Thats technically untrue also, as you can download the material, watch it and when the license expires in 3 days or whatever it is you can still go and download it again, especially in the case of my example with eastenders because a re-run of that is screened each Sunday.
Posted by CARPETBURN over 9 years ago
Does that mean if i download it on a Tuesday from iplayer wait 3 days and the license expires and then i download it again on sunday i am breaking the law? Technically you would be as you have broke the terms and conditions of iplayer watching that media again which you grabbed on tuesday. Like i said the law with regards to stuff like this is basically a jackass.
Posted by CARPETBURN over 9 years ago
Also unless its changed (i cant be bothered to go read) they dont mention material is DRM protected, so they thereself are breaking the law by not pointing out material is protected and they force you to install software which "MONITORS" that activity (sorry i forget the actual name of the law but it was brought in about a year or so ago and basically says if a company is going to monitor you or your computer use they have to make that clear). The kontiki software they use constantly sends info back and forth to the beeb. install a packet monitor if you dont believe me.
Posted by herdwick over 9 years ago
if you download it twice within the constraints of the iPlayer you are complying with the licence and using the rights granted to you so no issues arise and the owner retains control.

You can download it within 7 days of transmission and keep it for 30 days before viewing then you have 5 days to watch it again (from memory).

Kontiki is itself P2P so there's bound to be traffic.
Posted by herdwick over 9 years ago
http://www.cla.co.uk/copyright_information_aboutcopyright.php sets out the owners rights.

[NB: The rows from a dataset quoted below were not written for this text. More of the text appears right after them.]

PR #479, opened 2026-07-10
M4 step (0): ScanRequest references a list of named save sets (union)

skbarber:
First build of the M4 GUI arc (`Planning/gui_retrofit/00_overview.md` step 0). A scan names **`save_sets: list[str]`** instead of one `save_set`, so operators mix and match named diagnostic groups (laser cams, aux, e-beam profiles) per scan; the engine resolves each named `SaveSet` and **unions** their devices.

## Change
- **Schema:** `ScanRequest.save_set` → `save_sets: list[str]`, before-validator coerces a bare string to `[str]` (single-set ergonomics). Clean rename. Step/noscan still requires a non-empty list.
- **Runner:** `merge_save_sets` unions device-by-device (scalars union, images/db_scalars/all_scalars OR, first role, rituals unioned once); rituals collected across all sets deduped by name; `md["save_sets"]` recorded.
- **Telemetry (M3c):** Tier-2 excludes devices from **any** named set.
- **Bridge:** `resolve_save_sets_checked` (union; still refuses actions/multi-axis — step (i)).
- **Converter:** `convert_scan_preset` emits `save_sets = referenced element names`.
- Goldens + schema reference regenerated (no-drift green). GEECS-Schemas 0.8.0, GeecsBluesky 0.25.0.

## Verified
- Hermetic: GEECS-Schemas **218**, GeecsBluesky **284** (7 new union tests).
- **Hardware** (free-run noscan, `save_sets=["Amp4In","Amp4Out"]`): run `25222169` — `md['save_sets']=['Amp4In','Amp4Out']`, both cameras built as detectors (2 in t0-sync), both present in the event stream. The union lands.

Next: M4 step (i) — bridge parity via `run_scan_request` delegation.

### DIFF
--- a/GeecsBluesky/geecs_bluesky/scan_request_runner.py
+++ b/GeecsBluesky/geecs_bluesky/scan_request_runner.py
@@ -16,7 +16,8 @@ This module owns the mapping:
   (:func:`merge_save_sets`) so operators mix and match named diagnostic
   groups per scan.  The per-device union rule: ``scalars`` union
   (order-preserving, deduped), ``images`` / ``db_scalars`` / ``all_scalars``
-  OR together (True wins), the first non-``None`` ``role`` is kept, and the
+  OR together (True wins), the single non-``None`` ``role`` is used (a device
+  the sets require with *conflicting* explicit roles is an error), and the
   entry-level ``setup`` / ``closeout`` ritual name lists union (deduped).
   Entry-level rituals are collected across *all* named sets, deduped by plan
   name so a shared ritual runs once (:func:`resolve_save_sets_and_rituals`).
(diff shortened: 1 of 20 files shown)


GeecsBluesky/geecs_bluesky/scan_request_runner.py
```diff
@@ -762,6 +774,132 @@ def resolve_save_set_and_rituals(
...
+            if item not in merged:
+                merged.append(item)
+        return merged
+
+    return SaveSetEntry(
+        device=existing.device,
+        scalars=_union(list(existing.scalars), list(addition.scalars)),
+        all_scalars=existing.all_scalars or addition.all_scalars,
+        images=existing.images or addition.images,
+        role=existing.role if existing.role is not None else addition.role,
```
skbarber, line 830: [P2] Refuse conflicting explicit roles instead of letting request order decide. If two named save sets include the same device with different explicit roles, this keeps whichever non-null role appears first in save_sets. That means save_sets=["snapshot_set", "reference_set"] can demote the device to an async snapshot, while the reverse order makes it the reference detector, even though the user selected the same two sets. Role controls the acquisition guarantees and pacemaker/contributor/snapshot wiring in save_set_to_devices_config, so silently picking by list order can produce a scan that records a required device with the wrong synchronization semantics. The legacy preset composer in this PR already treats contradictory role overrides as an error; the runtime merge should do the same for overlapping entries with incompatible explicit roles.

skbarber (commented):
Reviewed PR #479. I found one issue that should be addressed before merge.

skbarber:
Addressed the review (`f0374a61`). You're right — resolving `role` by `save_sets` list order silently gave a required device the wrong synchronization semantics.

`merge_save_sets` now **raises `GeecsConfigurationError`** when two named sets require the same device with *different* explicit roles (matching the legacy preset composer's behavior for the same conflict). Same role, or one side leaving `role` unset, still merges cleanly. New test `test_merge_save_sets_conflicting_roles_raise` pins that **both orders raise** (so the outcome is order-independent) and the unset case survives. Docstrings, CHANGELOG, and CLAUDE.md updated to state the rule.

Suites still green (schemas 218, bluesky 284 + the new test).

But if you don't believe in intellectual property you won't care either way.
Posted by herdwick over 9 years ago
"In order to meet the BBC's obligations to rights holders, the BBC will embed downloadable BBC with digital rights management security. The expiry date for the BBC Content that you download will vary according to the agreements BBC has with rights holders of that content. BBC Content will be automatically deleted from your computer once its expiry date has been reached.
If you delete or lose BBC Content that you have downloaded you may not be able to download that content again."

http://www.bbc.co.uk/iplayer/help/legal/iplayerterms.shtml
Posted by Rroff over 9 years ago
This is the thing... DRM is for the most part unweidly - if you want to sell a product you need to make it attractive to the consumer - tie it up with unnecessary complications then don't be suprised when people pirate the product.

DRM is outdated and no longer even prevents casual copyright "theft" as an example I was talking at work to an "every day joe" who has no specialist knowledge of computers about a tune I had downloaded through iTunes - and his response was why didn't you just download it through limewire...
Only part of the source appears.